Holosofx, Inc.
- Company type: Privately held company (Acquired by IBM in 2002)
- Founded: 1990
- Headquarters: El-Segundo, CA, United States
- Key people: Hassan Khorshid Chairman & CEO
- Number of employees: 45 (2002)

= Holosofx =

Holosofx was a privately held company based in El-Segundo, California, United States, that worked in the field of Business Process Management (BPM). IBM acquired Holosofx in 2002.
The software department of Holosofx was based in Cairo, Egypt.

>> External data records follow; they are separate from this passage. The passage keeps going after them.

PR #772, opened 2023-02-02
macro to check data to be stored in a db. 

pstaabp:
This is in conjunction with openwebwork/webwork2#1879  which provides functionality to store student data in a database to be retrieved for other problems.  See the webwork2 pr for more detail.


drgrice1 (commented):
This macro is missing the `_init_` method.

Perhaps you could find a way of implementing this that doesn't require the messy `~~&store_number_list` usage.  One way to do it that is perhaps a bit cleaner is to use a closure.  Change this to
```
sub store number_list {
    return sub {
        my (...) = @_;
        ...
        return ...;
    }
}
```
Then you could use it with `[___]{$ans->cmp(list_checker => store_number_list(), key => 'whatever')}`.

Another way to do this is to store the anonymous `sub` in a variable with
`$store_number_list = sub { your code };`.
Then you could use it with
`[___]{$ans->cmp(list_checker => $store_number_list, key => 'whatever')}`

Also it seems that there should be other methods added to store other types of information.  Why limit to only storing real numbers?

macros/core/externalData.pl
```diff
@@ -0,0 +1,41 @@
...
+=head1 NAME
+
+externalData.pl - Macro that reads and writes data from a problem to the database.
+This is useful for using data common to multiple problems.
+
+=cut
+
+sub store_number_list {
+	my ($correct, $student, $ansHash, $value) = @_;
+	my @errors = ();    # stores error messages
```
drgrice1, line 25: I just noticed this too.  Never define an array with `my @array = ();`.  It is just unnecessary.  Just use `my @array;`.  It is initialized to the empty array by default.  No need to explicitly add `= ()`.  The same goes for hashes.  Never do `my %hash = ()`.

macros/core/externalData.pl
```diff
@@ -0,0 +1,41 @@
...
+
+	# Make sure that the key is set
+	my $key = $ansHash->{key};
+	warn 'You must pass in the key to save the data.' unless $key;
+
+	# Get the answer name for this input and store the name and key.
+	my $ans_name = $ansHash->{ans_label};
+	push @{ $main::PG->{flags}{KEPT_EXTRA_ANSWERS} }, "_ext_data:$ans_name:$key";
```
drgrice1, line 33: Actually, this should be `RECORD_EXTRA_ANSWERS("_ext_data:$ansHash->{ans_label}:$key")`.  Your code is pretty much what the `RECORD_EXTRA_ANSWERS` method does.

pstaabp:
> Also it seems that there should be other methods added to store other types of information. Why limit to only storing real numbers?

I have plans for others.  I wanted to see some feedback on this to make sure I have a sound method first.

macros/core/externalData.pl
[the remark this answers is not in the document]
pstaabp: done.

pstaabp: I see that.

macros/core/externalData.pl
pstaabp: done.

pstaabp:
> This macro is missing the _init_ method.

oops.  added.

> Perhaps you could find a way of implementing this that doesn't require the messy ~~&store_number_list usage. One way to do it that is perhaps a bit cleaner is to use a closure. 

Yes.  This would definitely be better.

macros/core/externalData.pl
```diff
@@ -0,0 +1,123 @@
...
+
+		# Get the answer name for this input and store the name and key.
+		RECORD_EXTRA_ANSWERS("_ext_data:$ansHash->{ans_label}:numeric_list:$key");
+
+		# check that all numbers are real.
+		my $all_real = 1;
+		$all_real = $all_real && Value::isRealNumber($_) for (@$student);
+		push(@errors, 'One of the numbers is not a real number') unless $all_real;
+
+		return ($all_real ? scalar(@$student) : 0, @errors);
```
drgrice1, line 65: It seems that this would be a lot cleaner and readable if it were:
```suggestion
		for (@$student) {
			return 0, 'One of the numbers is not a real number' unless Value::isRealNumber($_);
		}

		return scalar(@$student), @errors;
```

Although I don't think you are using the correct check with `Value::isRealNumber($_)`.  That is unless you intend for formulas involving variables to be allowed as entries in the list.  With that check an answer of `1,2,x,x^2+4` will be counted as correct.  If this is intended then you will need to change https://github.com/openwebwork/webwork2/pull/1879 to accept that sort of answer.  An answer like the example given causes the warning `Argument " x" isn't numeric in addition (+) at /opt/webwork/webwork2/lib/WeBWorK/Utils/ProblemProcessing.pm line 485.`   I doubt you did intend to allow that.  So the check should be `Value::classMatch($_, 'Real')` instead.

macros/core/externalData.pl
```diff
@@ -0,0 +1,123 @@
...
+  END_PGML
+
+=cut
+
+sub store_scalar {
+	my $type = shift;
+	warn "The type $type is not a valid datatype" unless grep { $_ eq $type } qw(string real);
+	return sub {
+		my ($correct, $student, $ansHash, $value) = @_;
+		my @errors;    # stores error messages
```
drgrice1, line 112: `@errors` is not used.  Please delete.

drgrice1 (commented):
I see a few issues that need to be fixed.

macros/core/externalData.pl
```diff
@@ -0,0 +1,123 @@
...
+
+		# Make sure that the key is set
+		my $key = $ansHash->{key};
+		warn 'You must pass in the key to save the data.' unless $key;
+
+		# Get the answer name for this input and store the name and key.
+		RECORD_EXTRA_ANSWERS("_ext_data:$ansHash->{ans_label}:numeric_list:$key");
```
drgrice1, line 58: As per my comment on https://github.com/openwebwork/webwork2/pull/1879, remove the `:numeric_list:` type part of this.  That is not a good idea.  The same for `:string:` and `:real:` below.

macros/core/externalData.pl
```diff
@@ -0,0 +1,123 @@
...
+	return sub {
+		my ($correct, $student, $ansHash, $value) = @_;
+		my @errors;    # stores error messages
+
+		# Make sure that the key is set
+		my $key = $ansHash->{key};
+		warn 'You must pass in the key to save the data.' unless $key;
+
+		# Get the answer name for this input and store the name and key.
+		RECORD_EXTRA_ANSWERS("_ext_data:$ansHash->{ans_label}:$type:$key");
```
drgrice1, line 119: This checker doesn't actually check the answer for validity at all.  For a string answer that may be fine, but for a real number it should check that the answer entered is actually a real number.  In fact, since the two are really quite different, there should not be just a `store_scalar` method.  Instead there should be a `store_string` and `store_number` (or `store_real`) method.

macros/core/externalData.pl
drgrice1: Also, the `RECORD_EXTRA_ANSWERS` call should not be in the checker.  That also should be before the checker in the `store_number_list` method.

Of course all of these changes need to be made to any other methods in this file.

drgrice1: Ahh, I guess it needs to be here with this technique.  I just noticed you are obtaining the answer label from the answer hash.  Hmm.  This is probably not a good structure.  I don't think it is a good idea to call RECORD_EXTRA_ANSWERS in a checker.  That seems fragile.

macros/core/externalData.pl
pstaabp: This is intended for Reals not formulas with x.

macros/core/externalData.pl
pstaabp: Do you have any suggestions to improve this?

drgrice1: For now, just leave the `RECORD_EXTRA_ANSWERS` inside the checker.  It should be fine.  Just remove the data type specifier (`numeric_list`, `string`, `real`).  Trying to validate data types on the webwork side of things without the actual MathObject is unreliable at best.

drgrice1 (approved):
This is ready to go now I think.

Holosofx was founded in 1990 by Hassan Khorshid who is originally from Egypt.

==Origin of Name==
Holosofx (h ôl ` ô säf ` eks), is derived from the Latin term holop and the Greek term sophic, meaning whole and wisdom, respectively. This name was chosen because its products and services empower corporations to better understand their business processes, the cumulative wisdom of the organization.

== Products ==
Started in 1990, Holosofx provided Business Process Reengineering and consultation services.

The first software product from Holosofx was a modelling tool originally called BPR, later renamed WF-BPR, and finally BPM Workbench.

In 1997, Holosofx extended its portfolio with its BPM Monitor product

At the time of the acquisition of Holosofx by IBM, Holosofx had a portfolio of three products:
- BPM Workbench
Used for modeling and analysis and composed of the Business Modeler as the core with the UML Transformer (Modeler), Xform Designer, and XML Mapper as extensions.
- BPM Monitor
Used for monitoring business processes in real time
- BPM Workbench Server
Used to share process information via the intranet/Internet.

== Acquisition by IBM ==
Holosofx was acquired by IBM on September 12, 2002.

IBM intended to strengthen its WebSphere business integration infrastructure software by acquiring Holosofx which provides business process management software to Fortune 1000 companies.

Holosofx has had a business relationship with IBM since 1998.